The climate models are an exemplary representation of confirmation bias, the psychological tendency to suspend one’s critical facilities in favor of welcoming what one expects or desires. Climate scientists can manipulate numerous adjustable parameters in the models that can be changed to tune a model to give a “good” result. Technically, a good result would be that the climate model output can match past climate history. But that good result competes with another kind of good result. That other good result is a prediction of a climate catastrophe. That sort of “good” result has elevated the social and financial status of climate science into the stratosphere...

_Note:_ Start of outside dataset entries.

PR #848, opened 2022-11-02
Stop filtering out warnings.

vyasr:
## Description

Removes all filters of warnings during pytests.

## Motivation and Context

These were hardcoded at various points during 1.x development due to ongoing deprecations and other related changes that could not be worked around. They are no longer necessary.

## Checklist:

### DIFF
--- a/setup.cfg
+++ b/setup.cfg
@@ -33,25 +33,6 @@ source = signac
 omit = 
 	*/signac/common/configobj/*.py
 
-[tool:pytest]
-filterwarnings = 
-	error::FutureWarning:signac.*
-	error::DeprecationWarning:signac.*
-	ignore:Project names are deprecated:FutureWarning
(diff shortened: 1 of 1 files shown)


setup.cfg
```diff
@@ -33,25 +33,6 @@ source = signac
 omit = 
 	*/signac/common/configobj/*.py
 
-[tool:pytest]
-filterwarnings = 
-	error::FutureWarning:signac.*
-	error::DeprecationWarning:signac.*
```
bdice, line 39: We should leave these warnings as errors. That's how we know we've removed them all. The only lines that should be deleted are the `ignore:` lines.

vyasr: Whoops thanks I missed that these weren't all ignores in the batch delete.

bdice (approved):
Thanks!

Testing a model against past history and assuming that it will then predict the future is a methodology that invites failure. The failure starts when the modeler adds more adjustable parameters to enhance the model. At some point, one should ask if we are fitting a model or doing simple curve fitting. If the model has degenerated into curve fitting, it very likely won’t have serious predictive capability.
A strong indicator that climate models are well into the curve fitting regime is the use of ensembles of models. The International Panel on Climate Change (IPCC) averages together numerous models (an ensemble), in order to make a projection of the future. Asked why they do this rather than try to pick the best model, they say that the ensemble method works better. Why would averaging worse models with the best model make the average better than the best? This is contrary to common sense. But according to the mathematics of curve fitting, if different methods of fitting the same (multidimensional) data are used, and each method is independent but imperfect, averaging together the fits will indeed give a better result. It works better because there is a mathematical artifact coming from having too many adjustable parameters that allow the model to fit nearly anything.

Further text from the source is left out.